Asymptotically optimal lattice cubature formulas with a regular boundary layer in the space Hpμ(Ω)

• Published in: AIP conference proceedings Vol. 3004; no. 1
• Main Author: Jalolov, Ozodjon
• Format: Journal Article Conference Proceeding
• Language: English
• Published: Melville American Institute of Physics 11.03.2024
• Subjects: Algorithms; Asymptotic properties; Boundary conditions; Boundary layers; Boundary value problems; Lower bounds; Operators (mathematics); Optimization; Partial differential equations; Upper bounds
• ISSN: 0094-243X; 1935-0465; 1551-7616; 1551-7616
• DOI: 10.1063/5.0199854

The so-called functional approach turned out to be very efficient in the study of various issues arising in the theory of approximate integration and partial differential equations and related branches of analysis. The essence of this approach (if we confine ourselves to the example of a boundary value problem for a differential equation) is that the differential equation with the boundary conditions is implemented as an operator acting in a specially selected functional space; the required information is obtained from the properties of this operator.
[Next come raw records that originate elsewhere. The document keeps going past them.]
PR #2600, opened 2023-06-23
docs(files): fix minor typo in variable declaration

Julian-Sz:
This should be an instant merge

You can see the documentation creating wrong variables here: https://python-gitlab.readthedocs.io/en/stable/api/gitlab.v4.html#gitlab.v4.objects.ProjectFileManager.raw


nejch (approved):
Nice catch, thanks @Julian-Sz. I just amended the commit message to make our linter happy and will merge.

PR #2629, opened 2023-07-31
feat(api): Add iteration to issue and group filters

cristianocasella:
## Changes

This MR allow to filter issues from groups and projects by iteration.

### Documentation and testing

This change doesn't include new tests and documentation as they don't exist for the other filters.  

Side note: The iteration_id filter is actually supported via API call but not documented yet on public gitlab documentation: https://docs.gitlab.com/ee/api/issues.html


gitlab/v4/objects/issues.py
```diff
@@ -55,8 +55,10 @@ class IssueManager(RetrieveMixin, RESTManager):
         "state",
         "labels",
         "milestone",
+        "iteration_id",
         "scope",
         "author_id",
+        "iteration_id",
```
JohnVillalovos, line 61: Looks like this has been done twice. L58 above already does this.

JohnVillalovos (changes requested):
Thanks for the PR. One minor issue.

gitlab/v4/objects/issues.py
cristianocasella: whops, thanks for finding it!

cristianocasella: I just removed the duplication!

JohnVillalovos (approved):

JohnVillalovos:
Thanks for the PR!

cristianocasella:
Thanks for the support and review @JohnVillalovos!

Issue #1815, opened 2022-01-08
Allow upload generic package from bytes


dAnjou:
Hi,

```python
gl = Gitlab()
project = gl.projects.get(project_id)
```
Project file upload allows both, path or bytes:
```python
file = project.upload(
    filename="my_file.txt",
    filepath="/path/to/my_file.txt",
    # or
    filedata=b"content",
)
```
But project generic package upload only allows path:
```python
package = project.generic_packages.upload(
    package_name="my_package",
    package_version="0.1",
    file_name="my_file.txt",
    path="/path/to/my_file.txt",
    # no bytes allowed :(
)
```
---
I'm happy to work on this, but I'd like to discuss with you first.

I might be too pedantic here but I like consistent argument naming. Both methods already have inconsistent argument names, `filename` and `file_name`, but I guess there's not too much you can do about it without a breaking change, unless you'd be okay with having a weird function signature that allows both for some time while deprecating the old names.

Then there are `filepath` and `path`, so considering there is `filedata` in project file upload, maybe `data` could be used in project generic package upload?

Ideally though, a much cleaner approach would be to accept a file-like object exclusively, considering how easy it is to create one: `pathlib.Path("my_file.txt").open("rb")` or `io.BytesIO(b"content")`. This would result in simpler code, less stuff to test and maintain, and arguably more flexibility for users.

What do you think?

nejch:
Hi @dAnjou thanks a lot for starting this discussion! Since I added that initially, I can try to explain the context for the inconsistencies as I also like consistent arguments, and with some features added years ago we do have to make breaking changes to get there.

I think the idea was actually to _be_ consistent - at least with the upstream API, and I think I was deciding about the naming convention for a while when adding it. You can probably see that as I initially started off basing it on the file upload method and I still have a typo in there (a sneaky `filepath` in the docstring). I even wanted an `UploadMixin` initially but for some reason thought it would be too messy in the end.

So the reason for `file_name` was to follow the [API description](https://docs.gitlab.com/ee/user/packages/generic_packages/). It also seemed more consistent with the `package_*` params there. Why I then went for `path` I can't remember exactly :( I believe I wanted to distinguish it from `new_file_path` which is supposedly returned by the API, but means something else (the path on the server).

[...]

PR #2633, opened 2023-08-03
feat: Allow uploading packages from files and bytes

ernestask:
## Changes

This commit adds a keyword argument to GenericPackageManager.upload() to allow uploading bytes and file-like objects to the generic package registry. That necessitates changing file path to be a keyword argument as well, which then cascades into a whole slew of checks to not allow passing both and to not allow uploading file-like objects as JSON data.

Closes https://github.com/python-gitlab/python-gitlab/issues/1815

### Documentation and testing

### DIFF
--- a/tests/functional/api/test_packages.py
+++ b/tests/functional/api/test_packages.py
@@ -38,7 +38,7 @@ def test_upload_generic_package(tmp_path, project):
     assert package.message == "201 Created"
 
 
-def test_download_generic_package_bytes(tmp_path, project):
+def test_upload_generic_package_as_bytes(tmp_path, project):
     path = tmp_path / file_name
 
     path.write_text(file_content)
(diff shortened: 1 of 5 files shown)


tests/functional/api/test_packages.py
```diff
@@ -38,6 +38,38 @@ def test_upload_generic_package(tmp_path, project):
...
+        package_version=package_version,
+        file_name=file_name,
+        data=path.read_bytes(),
+    )
+
+    assert isinstance(package, GenericPackage)
+    assert package.message == "201 Created"
+
+
+def test_download_generic_package_file(tmp_path, project):
```
nejch, line 57:
```suggestion
def test_upload_generic_package_as_file(tmp_path, project):
```

nejch (changes requested):

nejch:
Thanks @ernestask and sorry to keep you waiting, I pushed a small commit to fix test names so it's not blocking you any longer. We could probably document this a bit as well, but not urgent.

ernestask:
Memory fails me now, but I did want to write some docs. Something stopped me, though… Probably just wasn’t sure where and what to put.

PR #2637, opened 2023-08-16
fix: Fix 404 not found error for saving approval rules 

robinson96:
save() was getting id of the merge request instead of id of the approval_rule, setting _id_attr to approval_rule_id addresses this issue.


JohnVillalovos:
I'm going to close this as I think it has already been fixed in #2773 . And the latest published version of python-gitlab has the fix.

If you disagree please re-open.

PR #1189, opened 2025-06-15
Add `IsOptionalKeyOf`, `IsReadonlyKeyOf`, `IsRequiredKeyOf`, and `IsWritableKeyOf` types

benzaria:
adding object/array keys type guards `Is*KeyOf` to check the state/modifier of key(s) 

> [!NOTE]
> Do they need seperated test ?
> I think that most of the cases are covered in `*KeysOf`, so if they ever fail we know that `Is*KeyOf` failed. 
> the only cases that should be tested is union of keys: `IsOptionalKeyOf<Type, 'a' | 'b'>`

### DIFF
--- a/source/optional-keys-of.d.ts
+++ b/source/optional-keys-of.d.ts
@@ -1,5 +1,5 @@
 /**
-Extract all optional keys from the given type.
+Extract all optional keys from the given `Type`.
 
 This is useful when you want to create a new type that contains different type values for the optional keys only.
 
@@ -45,7 +45,7 @@ export type OptionalKeysOf<Type extends object> =
 /**
 Returns a boolean to whether `Key` is an optional key of `Type`.
 
-This is useful when you want to create a new type that contains different type values for the optional keys only.
+This is useful when writing utility types or schema validators that need to differentiate `optional` keys.
 
 @example
 ```
@@ -72,7 +72,10 @@ type T2 = IsOptionalKeyOf<User, 'name'>
 type T3 = IsOptionalKeyOf<User, 'name' | 'luckyNumber'>
 //=> boolean
 
-type T4 = IsOptionalKeyOf<User | Admin, 'surname'>
+type T4 = IsOptionalKeyOf<User | Admin, 'name'>
+//=> false
+
+type T5 = IsOptionalKeyOf<User | Admin, 'surname'>
 //=> boolean
 ```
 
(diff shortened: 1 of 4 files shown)


source/optional-keys-of.d.ts
```diff
@@ -1,5 +1,5 @@
 /**
-Extract all optional keys from the given type.
+Extract all optional keys from the given `Type`.
```
sindresorhus: I prefer the previous style. The first sentence here should match the one in the readme, and the readme has no context of `Type`.

source/optional-keys-of.d.ts
```diff
@@ -31,9 +31,60 @@ const update2: UpdateOperation<User> = {
...
+			[Key in keyof Type as
+			IsOptionalKeyOf<Type, Key> extends false
+				? never
+				: Key
+			]: never
+		}) & keyof Type // Intersect with `keyof Type` to ensure result of `OptionalKeysOf<Type>` is always assignable to `keyof Type`
+		: never; // Should never happen
+
+/**
+Returns a boolean to whether `Key` is an optional key of `Type`.
```
sindresorhus:
```suggestion
Returns a boolean for whether `Key` is an optional key of `Type`.
```

Please get ChatGPT to review the code for typos and bugs.

source/optional-keys-of.d.ts
```diff
@@ -31,9 +31,60 @@ const update2: UpdateOperation<User> = {
...
+
+	luckyNumber?: number;
+}
+
+interface Admin {
+	name: string;
+	surname?: string
+}
+
+type T1 = IsOptionalKeyOf<User, 'luckyNumber'>
```
sindresorhus:
```suggestion
type T1 = IsOptionalKeyOf<User, 'luckyNumber'>;
```

som-sm (changes requested):
Please create separate files for new types.

som-sm:
Are these internal types, if so they shouldn't be exported. And if not, they should be exported from `index.d.ts`.

som-sm:
All of these new types should also be exported from `index.d.ts`.

benzaria:
Ready !

sindresorhus:
Thanks 👍

Sorry for the delay. Did not have time for reviewing pull requests in the summer.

S.L. Sobolev developed an algorithm for constructing cubature formulas, which he called formulas with a regular boundary layer. He proved the asymptotic optimality of these formulas and the upper-bound estimate of the norm of the error functional in space U2m (Ω), setting the principal term. The purpose of this study is to obtain a lower estimate (i.e., a lower bound) for any error functional of lattice cubature formulas for spaces Hpμ(Ω) and determine the asymptotical optimality of cubature formulas with a regular in the sense of Sobolev boundary layer in space Hpμ(Ω).